(EXCERPTED RECORDS Opens)

PR #1396, opened 2024-03-14
ICMSLST-1622 - Importer/Exporter - create new without need to match Reg No. on Companies House.

chris-pettinga:
image

Create entity

_If the entered Registration Number is not on Companies House, do not show an error message and do not prevent creation of the new Exporter or Importer

Instead, if the entered Registration Number is not on Companies House, show a pop-up message when [Create] is used that informs the ILB Admin that there is no company with that number and to confirm they want to continue and create the Exporter or Importer._

Save an Edited entity

_If the amended Registration Number is not on Companies House, show a pop-up message when [Save] is used that informs the ILB Admin that there is no company with that number and to confirm they want to continue and save the Exporter or Importer_


web/domains/exporter/forms.py
```diff
@@ -40,6 +40,9 @@ class Meta:
         fields = ["name", "registered_number", "comments"]
         widgets = {"name": forms.Textarea(attrs={"rows": 1})}
 
+    class Media:
+        js = ("web/js/api/check_company_number.js", "web/js/pages/edit-importer-exporter.js")
```
MattHolmes123, line 44: `edit-importer-exporter.js` -> `edit-organisation.js`?
We refer to importers and exporters as orgs in a lot of places in ICMS

web/static/web/js/pages/edit-importer-exporter.js
```diff
@@ -0,0 +1,48 @@
...
+
+    const company_number = $("#id_registered_number").val()
+    GetCompanyFromCompaniesHouse(company_number).then(response => response.json()).then(data => {
+        if (data.status === "not-found") {
+            const d = Dialogue();
+            const message = "Registered number not found on Companies House, are you sure you want to continue?";
+            d.show(message, submitEditForm);
+        } else {
+            submitEditForm()
+        }
```
MattHolmes123, line 46: Can't we use the status code instead of checking a text value?
An example using the postcode lookup:
```javascript
        postcodeLookup(postcode).then((response) => {
          response.json().then(results => {
            clearErrors(postcodeInputDiv);

            if (response.ok) {
              setAddressSelectDisplay(selectAddressWrapper, "block")
              processAddressOptions(selectAddress, results);
            } else {
              setAddressSelectDisplay(selectAddressWrapper, "none")
              processError(postcodeInputDiv, results);
            }
          });
        });
```

MattHolmes123: https://developer.mozilla.org/en-US/docs/Web/API/Response/ok

web/misc/views.py
```diff
@@ -46,3 +46,25 @@ def company_lookup(request: AuthenticatedHttpRequest) -> JsonResponse:
...
+def company_number_lookup(request: AuthenticatedHttpRequest) -> JsonResponse:
+    """Fetches a single company from CompaniesHouse from its company number"""
+    company_number = request.POST["company_number"]
+
+    try:
+        company_data = api_get_company(company_number)
+        status = "found"
+    except CompanyNotFound:
+        company_data = {}
+        status = "not-found"
```
MattHolmes123, line 62: This doesn't handle every outcome gracefully, see `def postcode_lookup` for error handling.
We should return one of three status codes, 200, 400, or 404

web/static/web/js/pages/edit-importer-exporter.js
MattHolmes123: I added a comment about the company_number_lookup view that relates to this

web/static/web/js/pages/edit-importer-exporter.js
```diff
@@ -0,0 +1,48 @@
+/**
+ * Event handler for the submit button on the edit importer/exporter page
+ */
+(function ($) {
```
MattHolmes123, line 4: General comment about the file.
I don't really like that we are adding more jquery, we can do all of this with vanilla JS (As we've done in a lot of places).
Most of the jquery code is the code that was copied over from fivium.

web/domains/exporter/forms.py
MattHolmes123: Also I've never really linked JS to a form this way (despite having typed `{{ form.media.js }}` many times) :)

MattHolmes123 (changes requested):

web/static/web/js/pages/edit-importer-exporter.js
chris-pettinga: @MattHolmes123 I've never understood jQuery's bad reputation, everything written with jQuery can be done in Vanilla JS as it's just a wrapper around it, but isn't the whole point is that you can achieve the same result with a lot fewer lines and less complexity? I would say this is a lot easier to read/understand than the equivalent in vanilla JS. 

Happy to convert if required but I would be remiss not to bat for jQuery here.

MattHolmes123: Search for `$(document).ready` compared to `window.addEventListener('load'` and you can see which is more consistent

web/static/web/js/pages/edit-organisation.js
```diff
@@ -0,0 +1,48 @@
...
+
+    const company_number = $("#id_registered_number").val()
+    GetCompanyFromCompaniesHouse(company_number).then(response => {
+        if (response.status === 404) {
+            const d = Dialogue();
+            const message = "Registered number not found on Companies House, are you sure you want to continue?";
+            d.show(message, submitEditForm);
+        } else {
+            submitEditForm()
+        }
```
MattHolmes123, line 46: Is this the logic want?
e.g. if the server returns any other error code apart from a 404 you want to ignore it and submit the form?

web/static/web/js/api/check_company_number.js
```diff
@@ -0,0 +1,20 @@
+/**
+ * Gets company information from Companies House using the company number
+ * @param companyNumber
+ * @returns {Promise<Response>}
+ * @constructor
+ */
+async function GetCompanyFromCompaniesHouse(companyNumber) {
```
MattHolmes123, line 7: `GetCompanyFromCompaniesHouse` -> `getCompanyFromCompaniesHouse` ?

web/misc/views.py
```diff
@@ -46,3 +46,22 @@ def company_lookup(request: AuthenticatedHttpRequest) -> JsonResponse:
...
+@login_required
+@require_POST
+def company_number_lookup(request: AuthenticatedHttpRequest) -> JsonResponse:
+    """Fetches a single company from CompaniesHouse from its company number"""
+
+    if company_number := request.POST.get("company_number"):
+        try:
+            company_data = api_get_company(company_number)
+        except CompanyNotFound:
+            raise Http404()
```
MattHolmes123, line 60: This still doesn't handle unknown errors gracefully.

web/static/web/js/pages/edit-importer-exporter.js
chris-pettinga: @MattHolmes123 - yes I know where you're coming from, I'm just so jaded and burnt from vanilla JS in the past that I have a gut reaction to it, I have converted it to vanilla JS and it wasn't nearly as bad as I remember.

web/static/web/js/pages/edit-organisation.js
chris-pettinga: @MattHolmes123 - I  figure that if the CompaniesHouse API is down, we don't want to stop the user from submitting the form. If the company_number is malformed (e.g. if they've entered N/A) then I would rather leave that to the form's `clean` method then here.

This functionality is dealing purely with whether or not a company number can be found on CompaniesHouse and I think checking for a 404 is the most appropriate way to deal with that.

web/misc/views.py
chris-pettinga: a 404 is a valid response? We could return a JsonResponse with a dict like `{"error_msg": "not_found"}` but I feel that would be superfluous, a 404 status code conveys to the user all they need to know and the response body doesn't add anything IMO.

chris-pettinga: If an APIError is raised from the `api_get_company` function, it'll bubble up, get sent to Sentry, and cause a 500 which is kind of exactly what we want I think? An error has occurred, show an error page.

web/static/web/js/pages/edit-organisation.js
chris-pettinga: Basically this is a 'nice bit of info to know' and not a 'you must do this before saving changes'

web/misc/views.py
MattHolmes123: But this is a view that returns json and the user won't see an error page as it isn't a full page reload.
There will just be a message in the console saying their was a 500 error.

MattHolmes123 (approved):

(EXCERPTED RECORDS Closes)

WORK ITEM: Show every line of the listing containing the string "JsonResponse" by copying it.

SOLUTION TO THE PROBLEM:
@@ -46,3 +46,25 @@ def company_lookup(request: AuthenticatedHttpRequest) -> JsonResponse:
+def company_number_lookup(request: AuthenticatedHttpRequest) -> JsonResponse:
@@ -46,3 +46,22 @@ def company_lookup(request: AuthenticatedHttpRequest) -> JsonResponse:
+def company_number_lookup(request: AuthenticatedHttpRequest) -> JsonResponse:
chris-pettinga: a 404 is a valid response? We could return a JsonResponse with a dict like `{"error_msg": "not_found"}` but I feel that would be superfluous, a 404 status code conveys to the user all they need to know and the response body doesn't add anything IMO.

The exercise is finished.